PR #6803, opened 2016-08-02
Onboarding  slides feature flags

### LINKED ISSUE #6788: Feature Flag Each Screen
#### User Story

As an admin, I want all screens to have a feature flag that we can toggle as we build. 
- [x] toggle screen 1
- [x] toggle screen 2
- [x] toggle screen 3
#### Why This Matters

We don't want users to see parts of onboarding that isn't production-ready.

weerd:
#### What's this PR do?

This PR allows toggling each slide as a feature flag in the CMS. It applies to all campaigns, so it's not something to control on a campaign by campaign basis (just FYI). 

Make sure you see the toggles in the `.../admin/config/dosomething/dosomething_campaign` settings page and as you toggle items, they show up as expected. Keep in mind we don't have pagination working on the Onboarding slideshow just yet, so maybe just toggle one on and off as you test 😉 

image

@DFurnes @deadlybutter in the `Drupal.settings.dsOnboarding.slides` array, I have each activated slide as a string. It'd be way cleaner if I could somehow just pass this array and set it as the value for `slides` variable, but since the component names are strings in the array, they can't call the associated class. Do either of you know if there's a way to use a string to somehow call a class in JS? I was playing around with this, but couldn't get a suitable solution working.
#### Relevant tickets

Fixes #6788 
#### Checklist
- [ ] Tested on staging.

---

@DFurnes @deadlybutter 

cc: @jessleenyc

### DIFF
--- a/lib/themes/dosomething/paraneue_dosomething/js/onboarding.js
+++ b/lib/themes/dosomething/paraneue_dosomething/js/onboarding.js
@@ -28,13 +28,9 @@ $(document).ready(function() {
 
   // Enable the Onboarding experiment.
   if (Drupal.settings.dsOnboarding.enabled && localStorage.getItem(localStorageKey) !== 'true') {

→ **PROBLEM TO WORK ON**: Determine how many lines in the preceding records include the word "themes". The answer is that number alone.

→ **ANSWER FOR THE TASK**: 2